The two groups maintained a great social distance from each other. The middleman in the coalition was a politician who would receive the bootleggers on Sunday morning and accept campaign donations, then reassure the Baptists at a convenient weekday appointment that he was firm for prohibition.
Enron was at the centre of an awesome Baptist-bootlegger coalition. But there is no shortage of evidence of the connections that Enron and its CEO Lay had with their Baptist allies. The rents that Enron energetically sought were truly gargantuan, but could only be realised if the Kyoto protocol became established as part of US and international law.
Lay saw Enron as not only making billions from sales of the natural gas, which was to displace coal as the preferred fuel under the Kyoto commitments. He also realised that, as a trader in carbon credits, Enron could realise hitherto unimagined wealth. Such credits, of course, would only become bankable pieces of paper if governments, particularly the US Government, established and policed a global policy of decarbonisation under which a global tax on carbon was to be enforced.
So, as the movement to establish the Kyoto protocol developed momentum, Lay built up alliances with the Greens, his contemporary Baptist allies. On December 12, 1997, just a day or so after the Kyoto meeting had concluded, an internal Enron memo asserted that the Kyoto protocol "will do more to promote Enron's business than almost any other regulatory initiative outside of restructuring the energy and natural gas industries in Europe and the US". It described the protocol's endorsement of international trade in carbon credits as "another victory for us", adding "this agreement will be good for Enron stock". The memo claimed that Enron had "excellent credentials with many green interests" including Greenpeace. These groups, in turn, were described as referring to Enron "in glowing terms".
THE organisation that has done more to build and sustain the Baptist-bootlegger coalition that continues to push for US ratification of Kyoto, or an equivalent decarbonisation program for the US, is the Pew Centre on Global Climate Change led by Eileen Clausen, a frequent visitor to Australia.
Clausen was one of president Bill Clinton's environment advisers. When she realised that the US Senate would vote against Kyoto in 1997, she resigned her post within the State Department to build a coalition that would reverse that position. Enron was a founding member of her Business Environment Leadership Council.
Everyone knows that a few hundred votes in Florida tipped the 2000 presidential election to Dubya.

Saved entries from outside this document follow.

PR #311, opened 2023-03-21
Update `zonal_statistics` to work on multiple raster layers

### LINKED ISSUE #306: `zonal_statistics` bug when inputs have different CRS
`zonal_statistics` calls `calculate_disjoint_polygon_set` with the `bounding_box` of the original base raster, not the clipped/reprojected raster. If the base raster and the aggregate vector have different CRS, this is incorrect and may exclude features from the calculation.

### LINKED ISSUE #310: Optimize `zonal_statistics` for multiple raster layers
I needed to run `zonal_statistics` on each of several rasters, using the same aggregate vector. There's some duplicated work going on there - rasterizing the same vector once for each call. Maybe `zonal_statistics` could work on one or multiple base rasters?

The warp step also takes a lot longer than I'd like.

emlys:
Fixes #310 

This ended up being a pretty big refactor of the first half of zonal_statistics. It also fixes #306, another bug where some of the logged progress numbers didn't add up, and at least one other previously unreported bug (see test comment below).

As implemented, the old API is still valid and you can still provide a single raster band, so we won't need to make any changes to invest.

### DIFF
--- a/src/pygeoprocessing/geoprocessing.py
+++ b/src/pygeoprocessing/geoprocessing.py
@@ -1371,6 +1371,18 @@ def zonal_statistics(
     that are not aggregated use their bounding box to intersect with the
     raster for overlap statistics.
 
+    Process:
+    1. Align and clip rasters. All rasters are warped to match the projection
+       of the aggregate vector. All rasters are clipped/padded to have the
+       same bounding box, which is the union of all their bounding boxes.
+    2. If polygons might overlap, divide them into disjoint sets.
+    3. For each disjoint set:
+           rasterize the polygons - create a raster of fids
+           for each raster band input:
+
+
+
+
     Note:
         There may be some degenerate cases where the bounding box vs. actual
         geometry intersection would be incorrect, but these are so unlikely as
@@ -1451,32 +1463,6 @@ def zonal_statistics(
         raise RuntimeError(
             f'Could not open layer {aggregate_layer_name} on {aggregate_vector_path}')
 
-    # create a new aggregate ID field to map base vector aggregate fields to
-    # local ones that are guaranteed to be integers.
-    local_aggregate_field_name = 'original_fid'
-    rasterize_layer_args = {
-        'options': [
-            'ALL_TOUCHED=FALSE',
-            f'ATTRIBUTE={local_aggregate_field_name}']
-    }
-
-    # clip base raster to aggregating vector intersection
-    temp_working_dir = tempfile.mkdtemp(dir=working_dir)
-    raster_nodatas = []
-    raster_pixel_sizes = []
-    for i, base_raster_path_band in enumerate(base_raster_path_band_list):
-        raster_info = get_raster_info(base_raster_path_band[0])
-        if (raster_info['datatype'] in {gdal.GDT_Float32, gdal.GDT_Float64}
-                and include_value_counts):
-            LOGGER.warning(
-                'Value counts requested on a floating-point raster. This can '
-                'cause excessive memory usage if the raster has continuous '
-                'values.')
-        # -1 here because bands are 1 indexed
-        raster_nodatas.append(raster_info['nodata'][base_raster_path_band[1]-1])
-        raster_pixel_sizes.append(raster_info['pixel_size'])
-        clipped_raster_path = os.path.join(temp_working_dir, f'clipped_raster_{i}.tif')
-
     def _new_aggregate_dict():
         """Build a new aggregate dict for ``collections.defaultdict``.
 
@@ -1496,16 +1482,43 @@ def zonal_statistics(
             aggregate_dict['value_counts'] = collections.Counter()
         return aggregate_dict
 
+    # clip base raster to aggregating vector intersection
+    temp_working_dir = tempfile.mkdtemp(dir=working_dir)
+    base_raster_paths = []
+    base_raster_bands = []
+    base_raster_nodatas = []
+    base_raster_pixel_sizes = []
+    warped_raster_paths = []
+    for i, base_raster_path_band in enumerate(base_raster_path_band_list):
+        base_raster_paths.append(base_raster_path_band[0])
+        base_raster_bands.append(base_raster_path_band[1])
+        raster_info = get_raster_info(base_raster_path_band[0])
+        if (raster_info['datatype'] in {gdal.GDT_Float32, gdal.GDT_Float64}
+                and include_value_counts):
+            LOGGER.warning(
+                'Value counts requested on a floating-point raster. This can '
+                'cause excessive memory usage if the raster has continuous '
+                'values.')
+        # -1 here because bands are 1 indexed
+        base_raster_nodatas.append(raster_info['nodata'][base_raster_path_band[1]-1])
+        base_raster_pixel_sizes.append(raster_info['pixel_size'])
+        warped_raster_paths.append(
+            os.path.join(temp_working_dir, f'warped_raster_{i}.tif'))
+
+    # Align and clip all the rasters
+    # Align to the aggregate vector's projection
+    # Clip to
     try:
         # nearest neighbor should be okay for all types of data
         # because we aren't changing pixel size
         align_and_resize_raster_stack(
-            [base_raster_path_band[0]], [clipped_raster_path], ['near'],
-            raster_info['pixel_size'], 'intersection',
+            base_raster_path_list=[b[0] for b in base_raster_path_bands],
+            target_raster_path_list=warped_raster_paths,
+            resample_method_list=['near' for _ in base_raster_path_bands],
+            target_pixel_size=base_raster_pixel_sizes,
+            bounding_box_mode='union',
             base_vector_path_list=[aggregate_vector_path],
             raster_align_index=0)
-        clipped_raster = gdal.OpenEx(clipped_raster_path, gdal.OF_RASTER)
-        clipped_band = clipped_raster.GetRasterBand(base_raster_path_band[1])
     except ValueError as e:
         if 'Bounding boxes do not intersect' in repr(e):
             LOGGER.error(
@@ -1520,10 +1533,7 @@ def zonal_statistics(
             # and we didn't raise an exception, execution could get weird.
             raise
 
-    # make a shapefile that non-overlapping layers can be added to
-    driver = ogr.GetDriverByName('MEMORY')
-    disjoint_vector = driver.CreateDataSource('disjoint_vector')
-    spat_ref = aggregate_layer.GetSpatialRef()
+    #
 
     # Initialize these dictionaries to have the shapefile fields in the
     # original datasource even if we don't pick up a value later
@@ -1533,6 +1543,8 @@ def zonal_statistics(
         [agg_feat.GetFID() for agg_feat in aggregate_layer])
     agg_feat = None
     # Loop over each polygon and aggregate
+
+    # Calculate disjoint polygon sets
     if polygons_might_overlap:
         LOGGER.info('creating disjoint polygon set')
         disjoint_fid_sets = calculate_disjoint_polygon_set(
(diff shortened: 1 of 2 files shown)


tests/test_geoprocessing.py
```diff
@@ -1079,13 +1079,13 @@ def test_zonal_stats_all_outside(self):
         array = numpy.fliplr(numpy.flipud(
             numpy.array(range(n*n), dtype=numpy.int32).reshape((n, n))))
         _array_to_raster(
-            array, None, raster_path, projection_epsg=4326,
-            origin=(origin_x+n, origin_y-n), pixel_size=(-1, 1))
+            array, 255, raster_path, projection_epsg=4326,
```
emlys, line 1082: This seems like it was a bug in the test: lines 1075-1076 say it's meant to test intersection with a nodata pixel, but we weren't marking that pixels' value (255) as being nodata.

tests/test_geoprocessing.py
```diff
@@ -1338,7 +1338,8 @@ def test_zonal_statistics_nodata_is_zero(self):
         raster_path = os.path.join(self.workspace_dir, 'small_raster.tif')
         _array_to_raster(
             numpy.array([[1, 0], [1, 0]], dtype=numpy.int32), 0, raster_path,
-            origin=(origin_x, origin_y), pixel_size=(1.0, -1.0))
+            origin=(origin_x, origin_y), pixel_size=(1.0, -1.0),
+            projection_epsg=4326)
```
emlys, line 1446: This was a bug in the test: without specifying `projection_epsg`, it was defaulting to a different projection and did not actually overlap with the vector.

src/pygeoprocessing/geoprocessing.py
```diff
@@ -1358,7 +1358,7 @@ def interpolate_points(
 
 
 def zonal_statistics(
-        base_raster_path_band, aggregate_vector_path,
+        base_raster_path_bands, aggregate_vector_path,
```
phargogh: `base_raster_path_band_list`?  The docstring describes this as a list, and `_list` would be consistent with the rest of the pygeoprocessing API that uses a list of path/bands tuples.

src/pygeoprocessing/geoprocessing.py
```diff
@@ -1408,373 +1421,357 @@ def zonal_statistics(
...
+                '`base_raster_path_band` not formatted as expected.  Expected '
+                f'(path, band_index), received {repr(base_raster_path_band)}')
+
+    # Check that all input rasters are aligned. This should hold true if they
+    # have the same projection, geotransform, and bounding box.
+    for attr in ['geotransform', 'bounding_box', 'projection_wkt']:
+        vals = set()
+        for path, _ in base_raster_path_bands:
+            raster_info = get_raster_info(path)
+            vals.add(str(raster_info[attr]))
```
phargogh, line 1476: Nice!  Using `str` here should help us avoid most floating-point precision issues.

I don't know if this would complicate things further or even be necessary, but would it be worth adding some additional precision formatting?  Like, only the first 6 digits of a float after the decimal should be included, something like that, just in case the precision gets into numerically murky territory.  I'm not certain this is a good idea, what do you think?

src/pygeoprocessing/geoprocessing.py
```diff
@@ -1408,373 +1421,357 @@ def zonal_statistics(
...
+    # If the aggregate vector already contains a field called 'original_fid',
+    # this will break and GDAL will emit a warning.
+    temp_working_dir = tempfile.mkdtemp(dir=working_dir)
+    copy_path = os.path.join(temp_working_dir, 'vector_copy.gpkg')
+    target_vector = ogr.GetDriverByName('GPKG').CreateDataSource(copy_path)
+    target_layer_id = 'disjoint_vector'
+    target_layer = target_vector.CreateLayer(
+        name=target_layer_id,
+        srs=aggregate_layer.GetSpatialRef(),
+        geom_type=ogr.wkbPolygon)
```
phargogh, line 1517: Is the source vector required to be a polygon for us to compute statistics?  A rasterization technique like we have in this function should technically support varying types of geometries.

We should be able to get the geometry type from the source layer, or if that cannot be known for some reason or if there are multiple geometry types in a single layer, `ogr.wkbUnknown` can be used instead.

src/pygeoprocessing/geoprocessing.py
```diff
@@ -1408,373 +1421,357 @@ def zonal_statistics(
...
+            LOGGER.warning(
+                f'Value counts requested on a floating-point raster: {path}. '
+                'This can cause excessive memory usage if the raster has '
+                'continuous values.')
+        target_path = os.path.join(temp_working_dir, f'{i}.tif')
+        target_raster_path_band_list.append((target_path, band))
+        gdal.Warp(
+            destNameOrDestDS=target_path,
+            srcDSOrSrcDSTab=base_path,
+            format='GTIFF',
```
phargogh: Could I suggest we use the `VRT` format here?  With warping the file to a geotiff, we will always expect that the new file will be clipped to the subset, but that necessarily involves a bunch of disk I/O, compression and the like.  If we use a VRT, we're subsetting the raster without actually writing all that stuff out ... which is great if all we need to do is read the raster data!  I haven't gotten to the part of the function where these are read yet, so please forgive me if we do need to write to these layers.

src/pygeoprocessing/geoprocessing.py
```diff
@@ -1408,373 +1421,357 @@ def zonal_statistics(
...
+            destNameOrDestDS=fid_raster_path,
+            srcDS=target_vector,
+            allTouched=False,
+            attribute=fid_field_name,
+            noData=fid_nodata,
+            outputBounds=bbox_intersection,
+            xRes=raster_info['pixel_size'][0],
+            yRes=raster_info['pixel_size'][1],
+            format='GTIFF',
+            outputType=gdal.GDT_Int32,
```
phargogh: Since we're rasterizing FIDs (positive integers), we could use `gdal.GDT_Uint16` to have the same range of possible values with half the required memory/disk space.

src/pygeoprocessing/geoprocessing.py
```diff
@@ -1408,373 +1421,357 @@ def zonal_statistics(
...
+
+        for set_index, fid_raster_path in enumerate(fid_raster_paths):
+            LOGGER.info(
+                f'disjoint polygon set {set_index} of {len(fid_raster_paths)}')
+            fid_raster = gdal.OpenEx(fid_raster_path, gdal.OF_RASTER)
+            fid_band = fid_raster.GetRasterBand(1)
+
+            for offset in offset_list:
+                fid_block = fid_band.ReadAsArray(**offset)
+                data_block = data_band.ReadAsArray(**offset)
```
phargogh: I like that we have logging at these higher levels (for each raster, then for each polygon set)!  Would it be worth adding timed logging to the offset iteration?  I think there's an object in this file for it if that's something that you think would add value here.

src/pygeoprocessing/geoprocessing.py
phargogh: Come to think of it, we can easily discover the max values of each polygon set (`max(disjoint_fid_set)`), so if we _really_ wanted to minimize memory, disk I/O, etc. used by these rasters, we _could_ determine the GDAL datatype from the max values in the disjoint FID sets!  It's extra bookkeeping and might not have any tangible benefit, and without knowing how it'd profile I'd suspect that Uint16 would be just fine.  I leave that up to you if you think this would add value.

phargogh (changes requested):
Very exciting, thanks for putting this together!  I had a couple minor things that I'd love to hear your thoughts on, and very happy to chat about anything as would be helpful.

src/pygeoprocessing/geoprocessing.py
emlys: I wasn't sure about `_list` because it can be a list or a single tuple. I'll change it to `base_raster_path_band_list` for now.

src/pygeoprocessing/geoprocessing.py
emlys: Sure, that will work if I change the nodata value to `numpy.iinfo(numpy.uint16).max`

emlys: The optimization you suggest would be really neat to have, but it feels like it could be a whole separate PR. Maybe that could be abstracted away in a separate pygeoprocessing function?

src/pygeoprocessing/geoprocessing.py
emlys: Good idea! It seems to work just fine with VRT.

src/pygeoprocessing/geoprocessing.py
emlys: Could we maybe move this to a separate issue? It makes sense, but historically the zonal_statistics docstring and implementation have specifically required polygons (for instance, using `calculate_disjoint_polygon_set`). I would want to do some further testing to make sure that works with other geometries.

src/pygeoprocessing/geoprocessing.py
emlys: Oh that's an interesting point... I just used `str` to make the values hashable, so they could go in a set. I think in most cases, the rasters would have previously been run through `align_and_resize_raster_stack` or something equivalent, so I expect they'd be exactly the same. Maybe this could wait until we encounter a use case for it? That would also help inform what precision is needed.

src/pygeoprocessing/geoprocessing.py
emlys: Done!

src/pygeoprocessing/geoprocessing.py
phargogh: Yeah, that's a tougher one.  I suppose the technically-correct middle ground would be some kind of ordered `iterable`.  This is one of those things where when we redesign the API, we might consider naming that doesn't include the type, especially now that the type can be described with python's type hints.

For this parameter, I'll leave it up to you about `list` or not!

src/pygeoprocessing/geoprocessing.py
phargogh: >Maybe this could wait until we encounter a use case for it?

Yes, that sounds good to me.

>I just used str to make the values hashable, so they could go in a set.

Yep, this sounds like a good solution.

src/pygeoprocessing/geoprocessing.py
phargogh: I see this has already been moved to https://github.com/natcap/pygeoprocessing/issues/322, which is great.  Thanks for creating this!

src/pygeoprocessing/geoprocessing.py
phargogh: >The optimization you suggest would be really neat to have, but it feels like it could be a whole separate PR. Maybe that could be abstracted away in a separate pygeoprocessing function?

Eh, I'm not convinced it would really be worth it for the extra iteration it would impose given that [`max` is O(n)](https://wiki.python.org/moin/TimeComplexity) and the disjoint sets can be large.  In any case, let's leave it out of this PR.

src/pygeoprocessing/geoprocessing.py
```diff
@@ -1372,15 +1372,28 @@ def zonal_statistics(
     that are not aggregated use their bounding box to intersect with the
     raster for overlap statistics.
 
+    Statistics are calculated on the set of pixels that fall within each
+    feature polygon. If `ignore_nodata` is false, nodata pixels are considered
```
phargogh:
```suggestion
    feature polygon. If ``ignore_nodata`` is false, nodata pixels are considered
```

src/pygeoprocessing/geoprocessing.py
```diff
@@ -1372,15 +1372,28 @@ def zonal_statistics(
...
+    'sum': sum of valid pixel values
+    'count': number of valid pixels
+    'nodata_count': number of nodata pixels
+    'value_counts': number of pixels having each unique value
+
     Note:
         There may be some degenerate cases where the bounding box vs. actual
         geometry intersection would be incorrect, but these are so unlikely as
         to be manually constructed. If you encounter one of these please email
         the description and dataset to jdouglass@stanford.edu.
```
phargogh:
```suggestion
        to be manually constructed. If you encounter one of these please create
        an issue at https://github.com/natcap/pygeoprocessing/issues with the
        datasets used.
```

phargogh (changes requested):
Thanks @emlys !  Everything looks good except for a handful of trivial changes that I made suggestions for.  I also left a comment about the parameter name with/without `_list` and I leave it up to you about what seems best here!  Leaving it as it was would preserve backwards compatibility, which might be nice.

Anyways, let me know what you think!

src/pygeoprocessing/geoprocessing.py
emlys: Good point about backwards compatibility. I reverted this to `base_raster_path_band`.

phargogh (approved):
Thanks, @emlys !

But few people are aware that West Virginia, normally a Democrat stronghold, went for the Republican. After all, that state's coal industry knew Bush would not endorse Kyoto. Without West Virginia, the vote in Florida would have made no difference.
For Lay, cultivating the Republicans was the obvious strategy. He had Kyoto partisans inside the Republican tent. Indeed, the party policy platform proposed to regulate carbon dioxide emissions from US power stations, just as Enron had been arguing within the Clinton White House for years.
The new Bush cabinet met for the first time in late January 2001. Treasury Secretary Paul O'Neill called for carbon dioxide regulation and limitation. He precipitated a major row within the new administration. Only now is it emerging that a key figure in persuading O'Neill to step outside his portfolio brief and carry the environmentalist flag was Timothy Wirth, another Clinton environment adviser and close confidant of Lay.
The investigation into Enron's collapse will reveal much more about the intricacies of the Baptist-bootlegger coalition that promoted the Kyoto cause within Republican and business circles. Bush can sleep soundly these nights, secure in the knowledge he made the right call in declaring that the US would not ratify the Kyoto protocol. Clearly, Enron's influence in this case counted for nothing.
Ray Evans is secretary of the Lavoisier Group in Melbourne
Because the mainstream media a.) worships Kyoto and b.) practices ignorance as an artform. Further, they hate capitalism and corporations. But, in their ignorance, they made Ken Lay and Enron foremost among their demons. Being from Texas, and all...
Now, too late, they find their demon was really on their side.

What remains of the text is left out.